Unpack the view.tar.gz by
gzip -d < view.tar.gz | tar xvf -
It will create a directory TaskMgmtView which contains the java source code for the task management monitor program TaskMgmtView. You may want to look over Config.java file to properly set the PATH to invoke condor programs according to your condor release installation (e.g., PATH can be set to /usr/local/condor/bin) To compile the program, download the updated JDK (at least JDK 1.1) from Sun website, install it and do
cd TaskMgmtView/ javac *.java
Then you can run it by
java TaskMgmtView [ -d DOMAIN_NAME ]
DOMAIN_NAME is in the format of eng.ohio-state.edu and should be set to the domain of your condor machines. Current version of TaskMgmtView only supports a single domain Condor pool. It is recommended that TaskMgmtView be run from a machine not in Condor pool, since it may take up significant amount of CPU time. Running it on high-end PC usually yields excellent result. When TaskMgmtView starts up, you will need to modify the monitor port no from 60002 to 60006 and the monitor machine name to any machine with condor daemons up and running. Note that TaskMgmtView has not been fully tested in this release and may have some bugs.
Useful condor programs (For more information, consult the manual please):
1. dcondor_status, gives one-line summary for every machine active
in the pool.
2. dcondor_q, check local job queue.
3. dcondor_globalq, check global job queues.
4. dcondor_history, check local history jobs (jobs completed).
5. dcondor_globalh, check global history jobs.
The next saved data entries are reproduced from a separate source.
PR #6505, opened 2026-08-26
TRUNK-6705: Reduce the overhead of the gzip filter

ibacher:

The ticket asks for caching the compiled patterns and the enabled flag, both of which are set through Global Properties. In addition, this implements some more optimizations, e.g., using ConfigUtil's cache for GPs and two semantic-preserving changes to UserContext which completely removes an allocation in the (common) case where there is only one privilege added per `addProxyPrivilege` call.

The GZIPFilterTest class is moved to the right package and regression tests for caching are added.

## Issue I worked on

see https://issues.openmrs.org/browse/TRUNK-6705

  No? -> execute above command


api/src/main/java/org/openmrs/api/context/UserContext.java
```diff
@@ -248,7 +248,8 @@ public void logout() {
 	 * @param privilege to give to users
 	 */
 	public void addProxyPrivilege(String privilege) {
-		addProxyPrivilege(new String[] { privilege });
+		log.debug("Adding proxy privilege: {}", privilege);
+		proxies.add(privilege);
 	}
```
dkayiwa, line 253: Inlining this drops the null check that the varargs overload does, and it needs to come back before this merges. On master `addProxyPrivilege((String) null)` goes through `addProxyPrivilege(String[])` and throws `IllegalArgumentException: UserContext.addProxyPrivilege does not accept null privileges`; on this branch it puts a null into `proxies`. I ran both, and two things follow from that null. The next `hasPrivilege(anything, true)` throws `NullPointerException: Cannot invoke "String.equals(Object)" because "s" is null` at UserContext:428, for any privilege, not just the one that was added. And `hasProxyPrivileges()` starts returning true, which is what `AuthorizationAdvice` consults to decide whether an unauthenticated caller may enter an `@Authorized` method that names no privileges. So one null from any module either breaks every privilege check on that session or waves callers into methods meant to require authentication, and nothing throws at the call site to point at where it came from.

The check went in on this exact method in 45cfd84 for TRUNK-6259, and the tests covering it only pass `(String[]) null`, so the suite stays green either way.

`removeProxyPrivilege(String)` just below moved the same way: master treats a null as a no-op, this calls `proxies.remove(null)`.

I would drop this file from the PR. TRUNK-6705 is about the gzip filter, and what the inlining buys is one `String[1]` per call on a path that is not hot, which is not worth trading a guard for; if it is worth having, it is worth its own ticket with its own null tests. If you would rather keep it here, the guard has to move into the single-argument method.

web/src/main/java/org/openmrs/web/filter/GZIPFilter.java
```diff
@@ -102,68 +106,116 @@ public HttpServletRequest performGZIPRequest(HttpServletRequest req) {
 	 */
 	private boolean isGZIPSupported(HttpServletRequest req) {
 		String browserEncodings = req.getHeader("accept-encoding");
-		boolean supported = ((browserEncodings != null) && (browserEncodings.contains("gzip")));
-
-		String userAgent = req.getHeader("user-agent");
+		return (browserEncodings != null) && browserEncodings.contains("gzip");
```
dkayiwa, line 109: This also drops the bypass for a `user-agent` starting with `httpunit`, so a client identifying as httpunit now gets a compressed response where it previously got an uncompressed one. Nothing in core references httpunit any more and there is no dependency on it, so in this tree it was dead weight, but it is still a live behavior change for anyone driving the webapp from an httpunit-based suite, and TRUNK-6705 does not ask for it. The Javadoc you put on `shouldNotCompressWhenTheClientDoesNotAdvertiseGzipSupport` reads like it was deliberate, which is why I am asking rather than just flagging it: you wrote up both of the accept/deny deviations in the ticket, and this one is in neither the ticket nor the description. I would take it back out of this PR, or if it goes with it, give it a line in the description so it is on the record. Same for the `@NonNull` annotations on `doFilterInternal`, which the ticket does not need either.

web/src/test/java/org/openmrs/web/filter/GZIPFilterTest.java
```diff
@@ -0,0 +1,150 @@
...
+		assertThrows(APIException.class, () -> gzipFilter.performGZIPRequest(compressedRequestFor("/openmrs/index.htm")));
+	}
+
+	/**
+	 * The accepted paths are compiled once and held until the property changes. This checks the whole
+	 * chain that makes a change visible: saving the property notifies ConfigUtil, which is a
+	 * GlobalPropertyListener, and the filter then sees the new value and recompiles.
+	 */
+	@Test
+	public void performGZIPRequest_shouldPickUpChangesToTheAcceptedPathsGlobalProperty() throws Exception {
```
dkayiwa, line 124: The deviation you documented in the ticket, that accept/deny for a compressed request no longer depends on whether some authenticated request warmed the cache first, is the one behavior change here with no test behind it. This class authenticates as admin in its base class, and the two privilege tests in `GZIPFilterCachingTest` assert that `Context.addProxyPrivilege` was called rather than that an unauthenticated request now gets served, so nothing pins the part that changes who is served.

A sibling to this test covers it: set the accepted paths, `Context.logout()`, then assert `performGZIPRequest` returns a `GZIPRequestWrapper` for an allowlisted path, with `authenticate()` in a finally so the `@AfterEach` purge still has privileges. I wrote it out and ran it, and it errors with `APIException: Unsupported Media Type` against the old filter and passes against yours, so it pins exactly the change you described.

api/src/main/java/org/openmrs/api/context/UserContext.java
ibacher: I actually added this because the allocation here showed in profiling as a not-insubstantial part of each GP-lookup. But yeah, you're right on not having the same guards in place.

web/src/main/java/org/openmrs/web/filter/GZIPFilter.java
ibacher: This is intentional dead-weight removal. I couldn't find anything here or in the platform that actually used HttpUnit.

web/src/test/java/org/openmrs/web/filter/GZIPFilterTest.java
lolka123455: Fixed in 80a0efd. A superseded refresh now exits without recording a transport failure, preserving the winning refresh diagnostic; the overlapping-refresh regression test asserts lastFetch remains Success. The focused Gradle test is pending CI because this environment has no JDK.

PR #6519, opened 2026-08-30
Fix #6336: mergePatients runs the merge tail twice (duplicate savePatient and PersonMergeLog)

### LINKED ISSUE #6336: mergePatients runs the merge tail twice (duplicate savePatient and PersonMergeLog)

mandar1045:
### What's going on here

Found the cause of #6336 — mergePatients was running the "merge tail" step (saving the preferred patient, writing the PersonMergeLog, voiding the non-preferred patient/person) twice for every merge.

The reason: mergeAddresses(...) had a copy of the entire merge tail pasted in right after it merges the addresses. No idea why it ended up there, but it meant the tail logic ran once from mergeAddresses and then again from mergePatients like normal. Two savePatient calls, two PersonMergeLog entries, for one merge.

### What I did about it:

Ripped out that duplicate block from mergeAddresses. Now it just merges addresses like it's supposed to, nothing else tacked on.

Note that this
implementation of globalh reads history files directly
from ~condor/MACHINE_NAME/spool/history. Thus it can only
be used with NFS properly installed and the Condor environments
correctly configured following the instructions above.
6. dcondor_summary, gives you brief summary on Condor jobs.
7. dcondor_reconfig_schedd, send RECONFIG command to schedd so
that it can re-read dcondor_config file. Useful when you finish
modifying the configuration file and want it to be effective
immediately.
8. dcondor_on and dcondor_off, turn Condor on/off.